PR #1601, opened 2026-09-10
benchmarking: expose raw atelet and ate metrics via Prometheus export…

Nishanth29:
Fixes #1589

### What this PR does
This PR routes incoming raw OTLP metrics from `atelet` and `ateapi` to the Prometheus pull exporter on port 8889 in `benchmarking/telemetry/meter.yaml`.

### Problem
Currently, `telemetry-meter` only routes aggregated count metrics (`substrate_spans` and `substrate_datapoints`) to the Prometheus exporter on port 8889. Raw OTLP metrics (including snapshot sizes, restore durations, and worker pool states) are only forwarded upstream to managed cloud collectors.

In local or standalone benchmarking environments where cloud monitoring backends are not configured, in-cluster Prometheus cannot scrape these raw histograms and gauges.

### Proposed Changes
In `benchmarking/telemetry/meter.yaml`:
- Add a `metrics/raw` pipeline under `service.pipelines` routing incoming `otlp` metrics through the `memory_limiter` processor to the `prometheus` exporter on port 8889.
- Leaves existing forwarding and counting pipelines intact.

### How this was tested
- Deployed on a benchmark cluster and ran the `glutton` user workload.
- Verified that `telemetry-meter:8889` exposes `atelet_snapshot_size_bytes` and `ate_workerpool_workers`.
- Verified that in-cluster Prometheus scrapes these metrics via the default pod annotations without error.

- [x] Tests pass
- [x] Appropriate changes to documentation are included in the PR

PR #1599, opened 2026-09-10
benchmarking: expand cAdvisor scrape allowlist for kernel PSI, networ…

Nishanth29:
Fixes #1588

### What this PR does
This PR updates the Prometheus cAdvisor scrape configuration in `benchmarking/monitoring.yaml` to retain Linux kernel Pressure Stall Information (PSI), network bandwidth, disk I/O throughput, and host-level node resource utilization.

### Problem
Currently, `monitoring.yaml` restricts cAdvisor scrapes to only:
`container_(memory_working_set_bytes|cpu_usage_seconds_total|spec_memory_limit_bytes)`
and unconditionally drops series with `container=""`.

Because cAdvisor reports the host root cgroup (`id="/"`) with an empty container label, this configuration strips:
1. All host-level kernel PSI stalls (`cpu.pressure`, `io.pressure`, `memory.pressure`).
2. Host system daemon resource overhead (`containerd`, `kubelet`, virtualization runtime).
3. Container network bandwidth (`container_network_*`) and disk I/O (`container_fs_*`).

Under high-density multi-tenant agent benchmarks, diagnosing whether tail latency spikes stem from CPU scheduling contention, disk storage bottlenecks, or memory pressure is difficult without kernel PSI.

### Proposed Changes
In `benchmarking/monitoring.yaml`:
1. **Relabel Host Root cgroup**: Relabel `id="/"` to `container="node"` before dropping empty container labels, preserving host-level node rollups.
2. **Expand Allowlist Regex**: Keep `container_pressure_*` (Linux PSI), `container_network_*`, `container_fs_*`, `container_cpu_cfs_*`, and `container_memory_rss`.
3. **Prevent Pod Double-Counting**: Drop empty container labels selectively *only* for cumulative memory working set and CPU usage to prevent 2x double-counting between pod slices and container scopes.

### How this was tested
Tested on a benchmark cluster running the `glutton` user workload:
- Verified that `container_pressure_*` metrics (CPU, memory, and I/O) are actively collected and queryable in Prometheus.
- Verified that host-level root cgroup metrics appear under `container="node"`.
- Verified that container network and filesystem I/O metrics are retained, while pod-level duplicate CPU and memory working-set series are dropped as intended.

- [x] Tests pass
- [x] Appropriate changes to documentation are included in the PR

PR #1603, opened 2026-09-10
benchmarking/locust: capture cluster hardware facts and density frontiers.

### LINKED ISSUE #1590: [benchmarking] Capture cluster hardware density frontiers and Prometheus server telemetry in Locust runner
### Background & Problem
According to the [Actor Density Benchmark Specs](https://docs.google.com/document/d/1sv5aBXvGOQ69iaqFxdPZ-d6tNbh5AMuwKODDyYjzYQw/edit?tab=t.0), key evaluation targets are active actors per node, per vCPU, per GB RAM, and the **actor-to-pod (A/P) bin-packing ratio** (defined as **active concurrent actors / worker pod count**).

Currently:
1. `benchmarking/locust/runner.py` only records client-side request latencies and does not discover cluster hardware capacity (nodes, vCPUs, RAM allocatable).
2. During high-density benchmark runs, client requests may appear successful while server-side actors are queued or experiencing memory pressure. We need ground-truth telemetry from Prometheus (concurrent active/suspended actors, PSI pressure stalls, snapshot sizes, and ateapi throughput) captured alongside client metrics.

### Proposed Changes
1. **Cluster Hardware Discovery:** Add RBAC in `locust.yaml` allowing the runner to query `nodes` and compute cluster density frontiers (`actors/node`, `actors/vCPU`, `actors/GB RAM`, and the steady-state **A/P ratio**: `active_actors / worker_pods`) written into `stats.jsonl`.
2. **Prometheus Telemetry Harvester (`server_telemetry.py`):** Query in-cluster Prometheus at the end of benchmark trials for ground-truth actor packing, PSI kernel pressure, and snapshot performance, outputting to `server_summary.json` and `stats.jsonl`.
3. Preserve `status.json` contract (`{"locust_exit_code": 0, "stats_generated": true}`) to maintain compatibility with test harnesses and CI orchestrators.

### References
- [Agent Substrate: Actor Density Benchmark Specs](https://docs.google.com/document/d/1sv5aBXvGOQ69iaqFxdPZ-d6tNbh5AMuwKODDyYjzYQw/edit?tab=t.0)
- [Substrate Benchmark Telemetry & Metrics Enhancement](https://docs.google.com/document/d/1f9b1mTyxICeLZPojrxCujZ16Elh4IFo3_WmBeNCvk1c/edit?pli=1&tab=t.0)

cc @maxsmythe @roycaihw @aditya-shantanu

Nishanth29:
Fixes [#1590](https://github.com/agent-substrate/substrate/issues/1590)

## What this PR does

In alignment with the [Actor Density Benchmark Specs](https://docs.google.com/document/d/1sv5aBXvGOQ69iaqFxdPZ-d6tNbh5AMuwKODDyYjzYQw/edit?tab=t.0), this PR teaches the Locust runner to discover cluster capacity, record actor density frontiers, and harvest server-side Prometheus metrics into `stats.jsonl` and `server_summary.json`. Discovery lives in its own module, `benchmarking/locust/cluster_facts.py`, rather than inside `runner.py`.

## Proposed Changes

**Cluster hardware discovery (`cluster_facts.py`, `locust.yaml`)**

- Reads allocatable cores, RAM, node count, machine type and worker pod count through the official Kubernetes Python client, so in-cluster and local auth both work without a `kubectl` subprocess.
- Adds a ClusterRole with `list` on nodes and pods. `--no-cluster-facts` skips discovery, since listing is expensive on a large cluster.
- Anything unreadable stays null. Nothing is guessed or defaulted, so a real reading is always distinguishable from a missing one.

**Density frontiers (`trial_summary` in `stats.jsonl`)**

- `actors_per_node`, `actors_per_vcpu`, `actors_per_gb_ram`.
- Actors per pod as `ap_ratio_p50` / `p90` / `p99` over the steady-state samples rather than one average, so it is visible whether the system actually pegs at 1.
- Raw readings persist beside the derived ones in `raw_configuration`, so ratios can be re-derived after the fact.

**Server ground truth (`server_telemetry.py`, `server_summary.json`)**

- Physical worker assignment from `ate_workerpool_workers`, as packing percentiles plus the underlying timeseries.
- Host Linux kernel PSI stalls for CPU, memory and IO, and CFS throttling.
- Snapshot sizes as P50, P90, P95 and mean, checkpoint counts, restore and checkpoint latencies, and throughput. Counts, mean and throughput cover the steady-state window; the quantiles are a 5m rate at window end.
- `server_telemetry.py` uses only the standard library, every call with a timeout. An unreachable Prometheus leaves nulls rather than failing the run, and `--prometheus-url` retargets it. `status.json` keeps its existing minimal schema.
- Depends on #1599 and #1601 landing first: the PSI queries need the `container="node"` relabel and the snapshot queries need the `metrics/raw` pipeline. Merged ahead of those, the PSI and snapshot fields come back `null`.

**Docs**

- `benchmarking/README.md` covers the new flags and every field in the output files.

## How this was tested

- 15 unit tests across `test_cluster_facts.py` and `test_server_telemetry.py`, covering percentile edges, steady-state detection, counter resets across an atelet restart, and the null-versus-zero rules.
- Multi-user runs on a benchmark cluster. Frontier fields land in `stats.jsonl`, `server_summary.json` is populated, and `status.json` is unchanged.
- Emitted values were re-derived by hand from raw Prometheus and matched.

## References

[Agent Substrate: Actor Density Benchmark Specs](https://docs.google.com/document/d/1sv5aBXvGOQ69iaqFxdPZ-d6tNbh5AMuwKODDyYjzYQw/edit?tab=t.0)

- [x] Tests pass

### DIFF
--- a/benchmarking/automation/manifests/runner-job.yaml.tmpl
+++ b/benchmarking/automation/manifests/runner-job.yaml.tmpl
@@ -41,6 +41,36 @@ roleRef:
   name: atelet-endpointslices
   apiGroup: rbac.authorization.k8s.io
 ---
+# Hardware discovery for the runner: runner.py reads nodes and worker pods to
+# derive cluster capacity frontiers. Same ClusterRole as the one in
+# benchmarking/locust/manifests/locust.yaml, repeated here so this manifest
+# stands alone -- the locust Deployment is not part of an automated run.
+apiVersion: rbac.authorization.k8s.io/v1
+kind: ClusterRole
+metadata:
+  name: locust-hardware-discovery
+rules:
+- apiGroups: [""]
+  resources: ["nodes", "pods"]
+  verbs: ["get", "list"]
+---
+apiVersion: rbac.authorization.k8s.io/v1
+kind: ClusterRoleBinding
+metadata:
+  # Intentionally not named locust-hardware-discovery: that binding belongs to
+  # locust.yaml. Two bindings on one ClusterRole add up, but two bindings
+  # sharing a name overwrite each other, silently revoking whichever subject
+  # the losing copy listed.
+  name: benchmark-runner-hardware-discovery
+roleRef:
+  apiGroup: rbac.authorization.k8s.io
+  kind: ClusterRole
+  name: locust-hardware-discovery
+subjects:
+- kind: ServiceAccount
+  name: benchmark-runner
+  namespace: benchmarking
+---
 apiVersion: batch/v1
 kind: Job
 metadata:
--- a/benchmarking/locust/cluster_facts.py
+++ b/benchmarking/locust/cluster_facts.py
@@ -1,0 +1,267 @@
+# Copyright 2026 Google LLC
+#
+# Licensed under the Apache License, Version 2.0 (the "License");
+# you may not use this file except in compliance with the License.
+# You may obtain a copy of the License at
+#
+#     http://www.apache.org/licenses/LICENSE-2.0
+#
+# Unless required by applicable law or agreed to in writing, software
+# distributed under the License is distributed on an "AS IS" BASIS,
+# WITHOUT WARRANTIES OR CONDITIONS OF ANY KIND, either express or implied.
+# See the License for the specific language governing permissions and
+# limitations under the License.
+
+
+"""Discovers cluster hardware capacity and records per-trial density frontiers.
+
+Reads allocatable CPU/RAM, node count and worker pod count from the Kubernetes
+API, then derives the actor-density frontiers (actors per node / vCPU / GB RAM
+and the A/P bin-packing percentiles) for a completed trial.
+"""
+
+from __future__ import annotations
+
+import argparse
+import csv
+import json
+from pathlib import Path
+from typing import Any, TextIO
+
+from kubernetes import client, config
+from kubernetes.client.rest import ApiException
+from kubernetes.utils import parse_quantity
+
+API_TIMEOUT_SECONDS = 5
+WORKER_POOL_NAMESPACE = "benchmark-workloads"
+WORKER_POOL_LABEL = "ate.dev/worker-pool"
+LIVE_POD_PHASES = ("Running", "Pending")
+MACHINE_TYPE_LABEL = "node.kubernetes.io/instance-type"
+
+# Shape returned when the cluster cannot be read, or when discovery is skipped
+# with --no-cluster-facts. Keeping one definition means a trial_summary row has
+# the same keys either way, so consumers never have to special-case it.
+EMPTY_FACTS: dict[str, Any] = {
+    "machine_type": None,
+    "node_count": None,
+    "allocatable_cores": None,
+    "allocatable_ram_gb": None,
+    "worker_pod_count": None,
+}
+
+
+def _log(logs: TextIO | None, msg: str) -> None:
+    """Mirrors runner.tee without importing it, to avoid a circular import."""
+    print(msg, flush=True)
+    if logs is not None:
+        logs.write(msg + "\n")
+        logs.flush()
+
+
+def _load_kube_config(logs: TextIO | None = None) -> bool:
+    """Loads in-cluster credentials, falling back to a local kubeconfig."""
+    try:
+        config.load_incluster_config()
+        return True
+    except config.ConfigException:
+        pass
+    try:
+        config.load_kube_config()
+        return True
+    except config.ConfigException as e:
+        _log(logs, f"Notice: no Kubernetes credentials available: {e}")
+        return False
+
+
+def _count_worker_pods(v1: client.CoreV1Api, logs: TextIO | None = None) -> int | None:
+    """Counts live pods in the worker pool.
+
+    Prefers the dedicated worker namespace and falls back to a cluster-wide
+    lookup for clusters that place the pool elsewhere. Both listings are
+    filtered server-side by label so the apiserver never streams us the full
+    pod inventory.
+    """
+    try:
+        pods = v1.list_namespaced_pod(
+            namespace=WORKER_POOL_NAMESPACE,
+            label_selector=WORKER_POOL_LABEL,
+            resource_version="0",
+            _request_timeout=API_TIMEOUT_SECONDS,
+        ).items
+    except ApiException as e:
+        _log(logs, f"Notice: could not list pods in {WORKER_POOL_NAMESPACE}: {e.reason}")
+        pods = []
+
+    if not pods:
+        pods = v1.list_pod_for_all_namespaces(
+            label_selector=WORKER_POOL_LABEL,
+            resource_version="0",
+            _request_timeout=API_TIMEOUT_SECONDS,
+        ).items
+
+    live = [p for p in pods if p.status.phase in LIVE_POD_PHASES]
+    return len(live) or None
+
+
+def get_cluster_hardware_facts(logs: TextIO | None = None) -> dict[str, Any]:
+    """Reads allocatable node capacity and worker pod count from the cluster.
+
+    Never raises: a trial must still publish its results when the cluster is
+    unreadable, so any failure leaves the affected facts as None.
+    """
+    facts: dict[str, Any] = dict(EMPTY_FACTS)
+    if not _load_kube_config(logs):
+        return facts
+
+    v1 = client.CoreV1Api()
+
+    # resource_version="0" is served from the apiserver's watch cache rather
+    # than etcd, which keeps this cheap on large clusters.
+    try:
+        nodes = v1.list_node(
+            resource_version="0", _request_timeout=API_TIMEOUT_SECONDS
+        ).items
+        total_cores = 0.0
+        total_ram_bytes = 0
+        machine_types = set()
+        for node in nodes:
+            allocatable = node.status.allocatable or {}
+            if "cpu" in allocatable:
+                total_cores += float(parse_quantity(allocatable["cpu"]))
+            if "memory" in allocatable:
+                total_ram_bytes += int(parse_quantity(allocatable["memory"]))
+            labels = (node.metadata.labels or {}) if node.metadata else {}
+            machine_type = labels.get(MACHINE_TYPE_LABEL)
+            if machine_type:
+                machine_types.add(machine_type)
+        facts["node_count"] = len(nodes)
+        facts["allocatable_cores"] = round(total_cores, 2)
+        facts["allocatable_ram_gb"] = round(total_ram_bytes / (1024**3), 2)
+        # Recorded so results stay comparable across hardware changes. A
+        # heterogeneous pool is reported as a sorted comma-joined list rather
+        # than picking one node arbitrarily.
+        facts["machine_type"] = ",".join(sorted(machine_types)) or None
+    except Exception as e:
+        _log(logs, f"Notice: could not read node capacity: {e}")
+
+    try:
+        facts["worker_pod_count"] = _count_worker_pods(v1, logs)
+    except Exception as e:
+        _log(logs, f"Notice: could not count worker pods: {e}")
+
+    return facts
+
+
+def append_trial_summary(
+    jsonl_path: Path,
+    stats_csv: Path,
+    stats_history_csv: Path,
+    args: argparse.Namespace,
+    data_ts: str,
+    facts: dict[str, Any],
+    logs: TextIO | None = None,
+) -> None:
+    active_users = args.users
+    machine_type = facts.get("machine_type")
+    node_count = facts.get("node_count")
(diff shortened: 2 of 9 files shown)


benchmarking/locust/runner.py
```diff
@@ -289,7 +298,16 @@ def run_test(args: argparse.Namespace, csv_prefix: Path, logs: TextIO, traces: T
 
     boomer_proc = None
     if with_boomer:
-        boomer_cmd = [BOOMER_BINARY, "--user-class", Path(test_file(args.file)).stem]
+        boomer_cmd = [BOOMER_BINARY]
+        if "boomer-glutton" not in os.path.basename(BOOMER_BINARY):
```
maxsmythe: Is all this switching to avoid breaking changes? Shouldn't the binary be bundled in the container? May be able to just straight rename the binary.

benchmarking/locust/runner.py
```diff
@@ -371,6 +389,304 @@ def stats_to_jsonl(stats_csv: Path, jsonl_path: Path, timestamp: str, tag: str,
...
+        "E": 1000**6,
+    }
+    for suffix, mult in multipliers.items():
+        if mem_str.endswith(suffix):
+            num = float(mem_str[: -len(suffix)].strip())
+            return int(num * mult)
+    return int(float(mem_str))
+
+
+def get_cluster_hardware_facts(logs: TextIO | None = None) -> dict[str, any]:
```
maxsmythe: I think this batch of code is large enough and focused enough to warrant its own file.

benchmarking/locust/runner.py
```diff
@@ -371,6 +389,304 @@ def stats_to_jsonl(stats_csv: Path, jsonl_path: Path, timestamp: str, tag: str,
...
+    facts: dict[str, any] = {
+        "node_count": None,
+        "allocatable_cores": None,
+        "allocatable_ram_gb": None,
+        "worker_pod_count": None,
+    }
+    # 1. Environment variables override
```
maxsmythe: Why do we need overrides?

benchmarking/locust/runner.py
```diff
@@ -371,6 +389,304 @@ def stats_to_jsonl(stats_csv: Path, jsonl_path: Path, timestamp: str, tag: str,
...
+        except ValueError:
+            pass
+
+    if all(
+        facts[k] is not None
+        for k in ("node_count", "allocatable_cores", "allocatable_ram_gb", "worker_pod_count")
+    ):
+        return facts
+
+    # 2. In-cluster HTTP API or local kubectl discovery
```
maxsmythe: I think K8s has a Python client we can use for this?

benchmarking/locust/runner.py
```diff
@@ -371,6 +389,304 @@ def stats_to_jsonl(stats_csv: Path, jsonl_path: Path, timestamp: str, tag: str,
...
+                                p for p in p_data.get("items", [])
+                                if p.get("status", {}).get("phase") in ("Running", "Pending")
+                            ]
+                            if items:
+                                facts["worker_pod_count"] = len(items)
+                                break
+                    except Exception:
+                        pass
+        elif shutil.which("kubectl"):
+            # Local workstation fallback via kubectl
```
maxsmythe: Why do we need this? Also I think we may get standard auth for free w/a client

benchmarking/locust/runner.py
```diff
@@ -437,6 +757,49 @@ def main() -> None:
                         jsonl_path.unlink()
                 else:
                     stats_generated = jsonl_path.exists()
+                    if stats_generated:
+                        facts = get_cluster_hardware_facts(logs)
```
maxsmythe: for truly large clusters, we may want the ability to disable this (hitting every node may take a long time)

maxsmythe (changes requested):
Thanks for this! Left a few initial comments.

benchmarking/locust/runner.py
Nishanth29: good call, will be adding a --cluster-facts / --no-cluster-facts flag (default on) so it can be skipped
entirely.

benchmarking/locust/runner.py
Nishanth29: yeah, my benchmark cluster was still running an older image from before the #1295 rename, so I needed
these to get my trials running against it. None of it applies to a normal run since the Dockerfile
bundles /app/boomer-worker. Reverting to that and dropping the env knobs.

benchmarking/locust/runner.py
Nishanth29: I added them as a fallback in case the runner couldn't read the cluster, but this PR adds the RBAC for
that anyway so they aren't really needed. Removing them.

benchmarking/locust/runner.py
Nishanth29: oh yeah... I went with urllib because the locust image is distroless and I was trying to avoid
adding a dependency, but we already install pip packages in there anyway, so that isn't really a
concern. will be switching to the client.

benchmarking/locust/runner.py
Nishanth29: that was just so I could run runner.py from my workstation, but you're right that the client handles
that for us. Dropping the kubectl path.

benchmarking/locust/runner.py
Nishanth29: will move it into its own file

Nishanth29:
Thanks Max, good catches. All six are fixed: reverted the boomer switching,
moved discovery into `cluster_facts.py`, dropped the env overrides and the
kubectl fallback, switched to the K8s client, and added `--cluster-facts` /
`--no-cluster-facts` so the listing can be skipped on big clusters.

Also fixed some telemetry bugs, rewrote the tests and documented the flags and output fields in the README.

benchmarking/automation/manifests/runner-job.yaml.tmpl
```diff
@@ -41,6 +41,37 @@ roleRef:
...
   apiGroup: rbac.authorization.k8s.io
 ---
+# Hardware discovery for the runner: runner.py reads nodes and worker pods to
+# derive cluster capacity frontiers. Same ClusterRole as the one in
+# benchmarking/locust/manifests/locust.yaml, repeated here so this manifest
+# stands alone -- the locust Deployment is not part of an automated run.
+apiVersion: rbac.authorization.k8s.io/v1
+kind: ClusterRole
+metadata:
+  name: locust-hardware-discovery
```
maxsmythe: nit: benchmark-runner-hardware-discovery to avoid name collision here too

benchmarking/locust/unit_tests/test_cluster_facts.py
```diff
@@ -0,0 +1,253 @@
...
+from pathlib import Path
+import sys
+import tempfile
+from types import SimpleNamespace
+import unittest
+from unittest import mock
+
+sys.path.insert(0, str(Path(__file__).resolve().parent.parent))
+
+# Probe only the third-party dep, so a bad import in our own modules fails the
```
maxsmythe: This comment doesn't sound right... doesn't this avoid failures do to bad import? Shouldn't we just make sure required modules are installed?

benchmarking/locust/unit_tests/test_cluster_facts.py
```diff
@@ -0,0 +1,253 @@
...
+    HAS_KUBERNETES = True
+except ImportError:  # pragma: no cover - depends on the local environment
+    HAS_KUBERNETES = False
+
+if HAS_KUBERNETES:
+    import cluster_facts
+    import runner
+    from kubernetes.client.rest import ApiException
+
+needs_kubernetes = unittest.skipUnless(
```
maxsmythe: Avoiding conditional imports would avoid complexities like this.

benchmarking/locust/cluster_facts.py
```diff
@@ -0,0 +1,272 @@
...
+        pods = []
+        namespaced_failed = True
+
+    if not pods:
+        reason = (
+            "the namespaced lookup failed"
+            if namespaced_failed
+            else f"no {WORKER_POOL_LABEL} pods in {WORKER_POOL_NAMESPACE}"
+        )
+        _log(logs, f"Notice: {reason}; scanning all namespaces for the worker pool")
```
maxsmythe: Why are we assuming the worker pool may be in some unknown namespace?

What happens if there are multiple namespaces with worker pools?

We probably want to set solid conventions here.

benchmarking/locust/cluster_facts.py
```diff
@@ -0,0 +1,272 @@
...
+    node_count = facts.get("node_count")
+    cores = facts.get("allocatable_cores")
+    ram_gb = facts.get("allocatable_ram_gb")
+    pod_count = facts.get("worker_pod_count")
+
+    actors_per_node = round(active_users / node_count, 2) if node_count else None
+    actors_per_vcpu = round(active_users / cores, 2) if cores else None
+    actors_per_gb_ram = round(active_users / ram_gb, 2) if ram_gb else None
+
+    # A/P bin-packing percentiles over the steady-state samples. None when
```
maxsmythe: I know you said what A/P stands for, but I can't remember. Is this a standard metric? If not, we probably want to be more verbose.

benchmarking/locust/cluster_facts.py
```diff
@@ -0,0 +1,272 @@
...
+                        continue
+                    try:
+                        u = float(row.get("User Count", ""))
+                    except (TypeError, ValueError):
+                        continue
+                    if u > 0:
+                        observed.append(u)
+            # Steady state is every sample at or above 90% of the target. A run
+            # that never got there falls back to every non-zero sample.
+            steady = [u for u in observed if u >= active_users * 0.9] or observed
```
maxsmythe: active users may not be a constant if we are using load shapes:

https://docs.locust.io/en/2.16.1/custom-load-shape.html

Not sure how you'd want to handle that scenario. Easiest would probably be to just drop the calculation threshold.

benchmarking/locust/cluster_facts.py
```diff
@@ -0,0 +1,272 @@
...
+    stats_parsed = False
+    if stats_csv.exists():
+        try:
+            with open(stats_csv) as f:
+                reader = csv.DictReader(f)
+                for row in reader:
+                    name = row.get("Name", "")
+                    reqs = int(row.get("Request Count", 0) or 0)
+                    fails = int(row.get("Failure Count", 0) or 0)
+                    if name == "Aggregated":
```
maxsmythe: Is "Aggregated" only there sometimes? I'm confused why we bother to sum if this row exists.

benchmarking/locust/server_telemetry.py
```diff
@@ -0,0 +1,503 @@
...
+    }
+
+
+def get_steady_state_window(
+    stats_history_csv: Path,
+    active_users: int,
+    start_ts: int,
+    end_ts: int,
+) -> tuple[int, int]:
+    """Derives steady-state [T_steady, T_end] where User Count >= 0.9 * active_users."""
```
maxsmythe: Same comment here about active users not always being constant if custom load shapes are used.

maxsmythe (changes requested):
Some minor questions about structure. Biggest questions are around some odd things that look like anticipated edge cases (such as worker pods in an unexpected namespace), and a question about how custom load shapes interact with the idea of a steady state.

benchmarking/locust/cluster_facts.py
Nishanth29: an empty namespaced list is indistinguishable from the pool sitting elsewhere, since listing a missing namespace isn't an error, so the scan was the guardrail for that. agreed on the convention though, and the scan has no rule for picking between pools if it finds several. the pool is declared in benchmark-workloads by workloads.yaml.tmpl and the WorkerPool CRD is namespaced, so i'll rely on that and let the count be null if the read fails.

benchmarking/locust/unit_tests/test_cluster_facts.py
Nishanth29: the try only wraps kubernetes, ours are imported outside it, so a bad import there still fails. but agreed on the second half, it's a required dep, so dropping the conditional import.

benchmarking/locust/unit_tests/test_cluster_facts.py
Nishanth29: yep, goes away with it.

benchmarking/locust/cluster_facts.py
Nishanth29: not standard, it's actors per pod. renaming to actors_per_pod_p50/p90/p99.

Nishanth29:
superseded by #1723 and #1725, which split this into the kubernetes side and the prometheus side. closing this one.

------

- Work instructions
Your answer must be a single number: the count of lines in these records that contain "workstation".

- Answer space
2